Support and resistance

Concepts using support and resistance form the basis of technical analysis

Concepts using support and resistance form the basis of technical analysis of forex trading.

Traders are trying to make purchases directly in or near areas during the upward trend, where significant support can be expected.

Conversely, in the downward trend period, they are trying to make sales where significant resistance can be expected.


Many of you have heard the old clich├ęs used by the business people: Buy when the market is low and sell when it’s high. Traders in new forex markets often ask how the terms down or low and above respectively. high definition. One of the ways in which these levels can be quantified is to use an area where price movements have stopped and changed direction. The area where the price stopped after it grew and turned around is called resistance. Resistance basically works as a ceiling for further price growth.

Resistance is not just a random point where price developments turn around. There are potential sellers, traders who remember well how they shared their strength in order to push down prices after selling the pair of currencies.
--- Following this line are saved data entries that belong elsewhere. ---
PR #2678, opened 2019-04-16
Converted EEPROM library to use nvs instead of partition.  

lbernstone:
Converted EEPROM library to use nvs instead of partition.  
Removed eeprom partition from all partition table CSV files.


libraries/EEPROM/src/EEPROM.cpp
```diff
@@ -66,31 +63,59 @@ EEPROMClass::~EEPROMClass() {
 }
 
 bool EEPROMClass::begin(size_t size) {
-  if (size <= 0) {
-    return false;
+  if (size <= 0) return false;
```
me-no-dev: please try to not use one liners like this one :) new line and brackets are more readable and conform to IDF guidelines as well

libraries/EEPROM/src/EEPROM.cpp
```diff
@@ -66,31 +63,59 @@ EEPROMClass::~EEPROMClass() {
...
+      nvs_get_blob(_handle, _name, trunc_key, &size);
+      nvs_set_blob(_handle, _name, trunc_key, size);
+      nvs_commit(_handle);
+      free(trunc_key);
   }
-  //  _mypart = esp_partition_find_first(ESP_PARTITION_TYPE_DATA,ESP_PARTITION_SUBTYPE_ANY, EEPROM_FLASH_PARTITION_NAME);
-  _mypart = esp_partition_find_first(ESP_PARTITION_TYPE_DATA, ESP_PARTITION_SUBTYPE_ANY, _name);
-  if (_mypart == NULL) {
-    return false;
+  if (size > key_size) { // expand or new
```
me-no-dev: `else if(...` here makes sense?

libraries/EEPROM/src/EEPROM.cpp
```diff
@@ -66,31 +63,59 @@ EEPROMClass::~EEPROMClass() {
...
+      size_t expand_size = size - key_size;
+      uint8_t* expand_key = (uint8_t*) malloc(expand_size);
```
me-no-dev: no check for NULL?

libraries/EEPROM/src/EEPROM.cpp
```diff
@@ -66,31 +63,59 @@ EEPROMClass::~EEPROMClass() {
...
+  res = nvs_get_blob(_handle, _name, NULL, &key_size);
+  if(res != ESP_OK && res != ESP_ERR_NVS_NOT_FOUND) {
+      log_e("Unable to read NVS key: %d", res);
+      return false;
   }
-  if (size > SPI_FLASH_SEC_SIZE) {
-    size = SPI_FLASH_SEC_SIZE;
+  if (size < key_size) { // truncate
+      log_w("truncating EEPROM from %d to %d", key_size, size);
+      uint8_t* trunc_key = (uint8_t*) malloc(size);
```
me-no-dev: no check for NULL?

libraries/EEPROM/src/EEPROM.cpp
```diff
@@ -66,31 +63,59 @@ EEPROMClass::~EEPROMClass() {
...
+      size_t expand_size = size - key_size;
+      uint8_t* expand_key = (uint8_t*) malloc(expand_size);
+      if(nvs_set_blob(_handle, "expand", expand_key, expand_size)) {
+        log_e("Not enough space to expand EEPROM from %d to %d", key_size, size);
+        free(expand_key);
+        return false;
+      }
+      free(expand_key);
+      nvs_erase_key(_handle, "expand");
+      uint8_t* hold_data = (uint8_t*) malloc(size);
```
me-no-dev: also missing check for NULL

libraries/EEPROM/src/EEPROM.cpp
```diff
@@ -66,31 +63,59 @@ EEPROMClass::~EEPROMClass() {
...
+      memset(hold_data, 0, size);
+      if(key_size) {
+        log_i("Expanding EEPROM from %d to %d", key_size, size);
+        nvs_get_blob(_handle, _name, hold_data, &key_size);
+        nvs_erase_key(_handle, _name);
+      }
+      nvs_commit(_handle);
+      nvs_set_blob(_handle, _name, hold_data, size);
+      free(hold_data);
+      nvs_commit(_handle);
```
me-no-dev: this whole block of code needs some comments to explain exactly what is going on :) I got lost with all those reads, writes and erases. What data is where... you need 2 blobs to hold the default 4K EEPROM, but reading through your code I got lost.

me-no-dev:
left a few notes :)

libraries/EEPROM/src/EEPROM.cpp
lbernstone: There is no way to expand a key, so in order to do so, it tests for free space, then holds the data while it deletes the key.  If it is a new key, it just fills with zeros.  I think changing the variable name to key_data will make it clearer.

libraries/EEPROM/src/EEPROM.h
```diff
@@ -117,11 +105,10 @@ class EEPROMClass {
     template <class T> T writeAll (int address, const T &);
 
   protected:
-    uint32_t _sector;
+    nvs_handle _handle;
```
me-no-dev: could you maybe forward declare the `nvs_handle` so it is not required to include nvs in the header?

libraries/EEPROM/examples/eeprom_extra/eeprom_extra.ino
```diff
@@ -20,68 +20,117 @@ void setup() {
...
+  address += 21;
+
+  // See also the general purpose writeBytes() and readBytes() for BLOB in EEPROM library
+  EEPROM.commit();
+  address = 0;
+  
+  Serial.println(EEPROM.readByte(address));
+  address += sizeof(byte);
+
+  Serial.println(char(EEPROM.readChar(address)));
```
stickbreaker: Does this actually compile?  Shouldn't it be `printlin((char)EEPROM.readChar(address));`

libraries/EEPROM/examples/eeprom_extra/eeprom_extra.ino
```diff
@@ -20,68 +20,117 @@ void setup() {
...
+  address += sizeof(double);
 
-  EEPROM.writeBool(address, true);
   Serial.println(EEPROM.readBool(address));
+  address += sizeof(bool);
 
-  String sentence = "I love ESP32.";
-  EEPROM.writeString(address, sentence);
   Serial.println(EEPROM.readString(address));
+  address += sentence.length();
```
stickbreaker: Length +1?

libraries/EEPROM/examples/eeprom_extra/eeprom_extra.ino
me-no-dev: travis would have complained :) not sure how Make will like it though

pgrisu:
This is a good feature that save a bit of flash space but it breaks all deployed systems where factory settings are stored into EEPROM flash partition.
Already deployed devices based on previous arduino-esp32 will lose all EEPROM factory/config settings if they move to latest release by FOTA
@me-no-dev Please remember to mark this change as 'breaking changes' in next release notes

me-no-dev:
Will do! @lbernstone any ideas on how that can be detected and moved to NVS?

fedy0:
@me-no-dev
The new move of the EEPROM by this pull request from flexible flash data partition to NVS, in my opinion, is **superfluous**

My reasons:
[1] Already Existing Interface: The [Preference library](https://github.com/espressif/arduino-esp32/tree/master/libraries/Preferences) already provides **a complete and an excellent friendly** access to ESP32's Non-Volatile Storage. As a novice in software, I've always been warned not to repeat myself
[2] Not Backward Compatible: The pull request **breaks changes** not only in deployed systems (which is _fatal_) as mentioned by @pgrisu but also in the classical EEPROM examples.
[3] NVS Usage: Non-Volatile Storage (NVS)  was **primarily** [designed to store key-value pairs]( https://docs.espressif.com/projects/esp-idf/en/latest/api-reference/storage/nvs_flash.html) in flash which the preference library mastered.
[4] Flexibility: The [partition table](https://docs.espressif.com/projects/esp-idf/en/latest/api-guides/partition-tables.html) already encouraged user-defined partitions (with data subtypes starting @0x99) which EEPROMClass can enjoy that this pull request deprecated.
[5] Same storage: All **data** partitions are on one flash memory with **predefined subtypes** (as used in the partition table)  acting as constraints to their method of usage. If an NVS partition is truncated (for example, when the partition table layout is changed), its contents should be erased which is same for the previous EEPROM implementation. Why move the EEPROM?

arduino-esp32 is too matured to start having _breaking changes_ caused by memory partitioning.
Thanks once again for your great contribution in the Preference library @me-no-dev

tomtobback:
Hi, in addition to breaking EEPROM it also breaks any files stored earlier in SPIFFS; the SPIFFS offset moved from 0x291000 to 0x290000. On on my system, any SPIFFS files saved with core 1.0.2 cannot be read by core 1.0.3. I can only read SPIFFS with 1.0.3 when i edit my partitions/default.csv back to the 1.0.2 values (line 6: spiffs). Those 1000 bytes gained are not worth breaking backward compatibility in my humble opinion. I was surprised not to find any documentation on this because i assume lots of people have/will run into this problem.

Others, on the other hand, took a long position at the time of the promotion, and were subsequently disappointed when the price had not risen and nothing left but to close their purchases with a sales order at or just before the price reached the resistance level.

Another group that creates resistance is traders who make their purchases at a resistance point or near, and if the price drops, they get into a troublesome situation. These traders then wary of asking for the price to rise repeatedly and offset any losses. All these groups are working together, which reduces prices and creates an “offer” in terms of supply and demand. As is known, if supply exceeds demand, prices are falling, if the opposite is true, prices are rising. Resistance is equal to our offer in our case.

At the time of the upward trend, traders are trying to make purchases at the support level and earn profits at a subsequent level of resistance. By engaging in support-level trading at an upward trend, participants in forex markets can reduce potential risk and take advantage of the opportunity with an excellent balance between the risk incurred and the resulting remuneration. They can identify several places where they can proceed according to current developments. Levels of resistance can be used as target areas of profit or, breakthrough opportunities if the price stops above the resistance level.


On the other hand, levels of significant resistance offer the ideal moment of commencement of trading in the event of a downward trend. The opposite trend is obvious, ie the exhaustion of purchases at the moment of return of the sellers. The following levels of support can be used in the given case as target areas or as breakthroughs, if prices stop below the level of support.

In areas of support and resistance, there is a clear view of achieving a balance of power, where the price can first be pushed from bottom to bottom, and once it reaches the ceiling, it goes down again. For the Forex trader, it is especially important to capture the overall trend and then, at an appropriate time, to make a purchase, at the level of support in the case of an upward trend or sales, at resistance level in the downward trend. In order to better identify significant areas of support or resistance, RSI oscillators or stochastic methods can also be used.